# Margin calls - what do people do?



## Pager (25 November 2008)

I was talking with someone who works for one of the big margin lending providers today when I asked if they had done many margin calls the answer was yes but most clients elected to add more money into there accounts rather than sell down stock.

I was quite surprised at this  I have a margin loan myself and although I haven’t had a margin call, as my LVR crept higher I took steps to reduce it and sell stock, so far everything ive sold has gone on to be a lot lower, to me this makes sense as I feel my long term portfolio should support itself, although through the 1998 crisis and the 2001 crisis I never even came close to a call just shows how bad this current crisis is.

What I found worrying was that it seems a lot of people with margin loans have used the interest rate cuts and funds from mortgages and the like to prop up there loans rather than sell down, if we get another leg down I would imagine many formally wealthy people will be just that.


----------



## drsmith (25 November 2008)

*Re: Margin Calls, what do people do*

When I started investing in shares in 1992 I took out a margin loan but never took the LVR beyond 30%. I did not want too much risk of being forced to sell shares in a weak market.

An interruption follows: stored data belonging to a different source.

PR #7702, opened 2020-02-10
Improve documentation for Lint/UselessSetterCall

jonas054:
This closes #7309, which was an attempt to fix false positives with code. It was deemed too complex, so we're adding documentation for a, hopefully, very rare problem.

The cop configuration now marks the cop as "not safe".


bbatsov:
Thanks!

While the market fell in 1992 I'm glad it wasn't a year like this. That would have put me off for good.

If I was borrowing to buy shares today I would use a home loan in preference to margin lending as there's no risk of a margin call and the interest rate is lower.


----------



## ROE (25 November 2008)

or invest what you got at hand no margin called ever or worry about job lost and it provide you income from it from day one


----------



## kenny (26 November 2008)

May be adding money to reduce the loan amount or increase the collateral allows the clients to continue avoiding the issue of losses. I'm starting to think it is signs like these that might herald a bottoming of the downtrend.

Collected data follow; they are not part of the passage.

PR #7710, opened 2020-02-12
[Fix #7705] Fix problem of `Style/OneLineConditional` cop with elsif.

### LINKED ISSUE #7705: Rubocop incorrectly tries to transform one line conditional to ternary operator
Rubocop tries to correct a one line conditional with elsif clauses to a ternary operator, but the way it does it is broken and leads to a syntax error.

## Expected behavior

The actual expected behavior is a bit of a product decision that I don't dare to make. It could either leave this line unchanged or transform it to multiple ternary operators.

## Actual behavior

Rubocop messes up lines with a one line conditional that contains an elsif clause and the result has a syntax error.

Create a file with the following silly bit of code in an otherwise empty directory:

```
# frozen_string_literal: true
digit = gets.to_i % 10
nice_digit = if digit >= 5 then 5 elsif digit >= 2 then 2 else 1 end
puts nice_digit
```

Double check that it works by running it and seeing that you can enter an integer and it produces some output.

Run `rubocop -a` which will try to correct the one line conditional.

See that the line with the one line conditional is now messed up. Running the file produces a syntax error.

## RuboCop version

0.79.0 (using Parser 2.7.0.2, running on ruby 2.5.1 x86_64-linux-gnu)

Lykos:
One line conditionals with elsif branches are now transformed into multiline versions. Before this change, they were broken and autocorrect produced code that resulted in a syntax error. See Issue #7705 for more details.

### DIFF
--- a/lib/rubocop/cop/style/one_line_conditional.rb
+++ b/lib/rubocop/cop/style/one_line_conditional.rb
@@ -25,11 +25,13 @@ module RuboCop
       class OneLineConditional < Cop
         include OnNormalIfUnless
 
-        MSG = 'Favor the ternary operator (`?:`) ' \
-              'over `%<keyword>s/then/else/end` constructs.'
+        MSG_USE_TERNARY = 'Favor the ternary operator (`?:`) ' \
+                          'over `%<keyword>s/then/else/end` constructs.'
+        MSG_USE_MULTILINE = 'Use multiple lines for ' \
+                            '`if/then/elsif/then/else/end` constructs.'
 
         def on_normal_if_unless(node)
-          return unless node.single_line? && node.else_branch
+          return unless node.single_line? && node.else_branch && !node.elsif?
 
           add_offense(node)
         end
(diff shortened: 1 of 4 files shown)


Lykos:
Friendly ping?

manual/cops_naming.md
```diff
@@ -350,7 +350,7 @@ This cop can be configured with the EnforcedStyleForLeadingUnderscores
 directive. It can be configured to allow for memoized instance variables
 prefixed with an underscore. Prefixing ivars with an underscore is a
 convention that is used to implicitly indicate that an ivar should not
-be set or referenced outside of the memoization method.
+be set or referencd outside of the memoization method.
```
bbatsov: Seems you unfixed a typo. :-)

lib/rubocop/cop/style/one_line_conditional.rb
```diff
@@ -25,11 +25,13 @@ module Style
       class OneLineConditional < Cop
         include OnNormalIfUnless
 
-        MSG = 'Favor the ternary operator (`?:`) ' \
-              'over `%<keyword>s/then/else/end` constructs.'
+        MSG_USE_TERNARY = 'Favor the ternary operator (`?:`) ' \
+                          'over `%<keyword>s/then/else/end` constructs.'
+        MSG_USE_MULTILINE = 'Use multiple lines for ' \
```
bbatsov: Seems to me that this change is more than a bugfix - it actually changes the behaviour of the cop. Why would we want to treat this case differently?

bbatsov:
Sorry for the slow response. I've added one question, as I'm not sure that this is exactly a bugfix. Also - when doing functional changes you always have to update the cop documentation as well, but let's first agree on what exactly do we want to do.

Lykos:
I agree about having to update the description.

But note that this is really a bugfix even though it introduces new behavior. But it introduces new behavior *only* in the case that was previously broken. 

One line conditionals with an `elsif` were previously broken and autocorrect created a syntax error. To fix it, we have to make a choice on what should happen with them. I went with putting one line conditionals with `elsif` to multiple lines. Of course there are other options.

See the discussion on #7705. But since nobody reacted, I decided to just go ahead with the version that I considered most reasonable.

bbatsov:
> But note that this is really a bugfix even though it introduces new behavior. But it introduces new behavior only in the case that was previously broken.

Fair enough. 

> One line conditionals with an elsif were previously broken and autocorrect created a syntax error. To fix it, we have to make a choice on what should happen with them. I went with putting one line conditionals with elsif to multiple lines. Of course there are other options.

I think the fundamental problem was that we tried to make those ternary conditions instead of just make them multi-line, which is obviously a more generic solution to the problem. I'm wondering if by default we shouldn't just make everything multiline and have an additional flag to convert one line conditions to ternary ops only when feasible. I think that's going to make the cop way more consistent. 

> See the discussion on #7705. But since nobody reacted, I decided to just go ahead with the version that I considered most reasonable.

Sorry about this. Unfortunately there are many open tickets and we don't have the  time to respond to all of them in a timely fashion. Overall I think your direction makes sense, but we need to make the cop's behaviour more uniform as stated above.

bbatsov:
@Lykos ping :-)

Lykos:
I think I won't have time to do this any more, so consider this stale.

When these same folks capitulate and dump their loved portfolios because they are sick of watching the losses, then it may be a time to buy.

just my take on events.

Cheers,

Kenny


----------



## Garpal Gumnut (26 November 2008)

Pager said:


> I was talking with someone who works for one of the big margin lending providers today when I asked if they had done many margin calls the answer was yes but most clients elected to add more money into there accounts rather than sell down stock.
> 
> I was quite surprised at this  I have a margin loan myself and although I haven’t had a margin call, as my LVR crept higher I took steps to reduce it and sell stock, so far everything ive sold has gone on to be a lot lower, to me this makes sense as I feel my long term portfolio should support itself, although through the 1998 crisis and the 2001 crisis I never even came close to a call just shows how bad this current crisis is.
> 
> What I found worrying was that it seems a lot of people with margin loans have used the interest rate cuts and funds from mortgages and the like to prop up there loans rather than sell down, if we get another leg down I would imagine many formally wealthy people will be just that.

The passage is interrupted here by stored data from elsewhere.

PR #7714, opened 2020-02-13
[Close #7480] Add new Style::NestedInterpolation cop

### LINKED ISSUE #7480: Not to use nested string interpolation
Hello, 

What do you think about adding a cop which can find examples of using nested interpolation (when we use string interpolation into another string interpolation). Just for me, this is a good example of the bad design and places which should be refactored.

Example,

```ruby
def say_hello(user = nil)
  puts "Hello #{ user.present? ? "dear #{user.first_name}" : "everyone" }. How are you?"
end
```

Thank you!

roman-dubrovsky:
Fix #7480 

This PR adds new `Style::NestedInterpolation` cop which checks so that developers don't use interpolation block into another in interpolation blocks. Also, this PR fixes some issues which related to new cop -  we had nested interpolation in the next two places:

- https://github.com/rubocop-hq/rubocop/blob/2ec092a013e11be5a6f7475623d70a7a44e6abcc/lib/rubocop/cop/style/parallel_assignment.rb#L253
- https://github.com/rubocop-hq/rubocop/blob/2ec092a013e11be5a6f7475623d70a7a44e6abcc/lib/rubocop/cop/style/parallel_assignment.rb#L268

-----------------

* [x] Added tests.


config/default.yml
```diff
@@ -3176,6 +3176,11 @@ Style/NegatedWhile:
   Enabled: true
   VersionAdded: '0.20'
 
+Style/NestedInterpolation:
+  Description: 'Avoid using nested interpolation.'
+  Enabled: true
```
bbatsov: New cops should be "pending" by default.

lib/rubocop/cop/style/nested_interpolation.rb
```diff
@@ -0,0 +1,37 @@
+# frozen_string_literal: true
+
+module RuboCop
+  module Cop
+    module Style
+      # This cop checks nested interpolations
```
bbatsov: I think you can expand the documentation of this cop with more rationale and examples that are following the same conventions as those in existing cops. Might be a good idea to link the cop to a style guide entry.

lib/rubocop/cop/style/nested_interpolation.rb
```diff
@@ -0,0 +1,37 @@
...
+      #
+      # @example
+      #
+      #   # bad
+      #   "Hello, #{user.blank? ? 'guest' : "dear #{user.name}"}"
+      #
+      #   # good
+      #   user_name = user.blank? ? 'guest' : "dear #{user.name}"
+      #   "Hello, #{user_name}"
+      class NestedInterpolation < Cop
```
bbatsov: I guess this should named `RedundantNestedInterpolation` to be aligned with the typical naming scheme we employ.

lib/rubocop/cop/style/nested_interpolation.rb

Exactly what I have done, selling down a margin loan in a bear market is a very wise move. Topping the loan up with cash is throwing good money after bad. 

gg


----------



## cuttlefish (26 November 2008)

> Re: Margin calls - what do people do?




Not have margin loans.


----------



## dutchie (27 November 2019)

Margin Call - the movie
https://www.sbs.com.au/ondemand/video/274666563866/margin-call


----------



## wayneL (27 November 2019)

It very much depends on how you manage your margin.
 From better experience is not a wise thing to have too much of your capital in a margin account, much better to sweep money in and out as a necessary.

Therefore the equation is extremely simple when you receive a margin call, liquidate, or throw more cash into the position.

Your trading plan will dictate the best avenue


----------



## tech/a (27 November 2019)

As Wayne says 

liquidate part or all of the position or 
Put more money into the trade.

it shouldn’t be emotive 
It’s a business.

you minimise loss and maximise profit


----------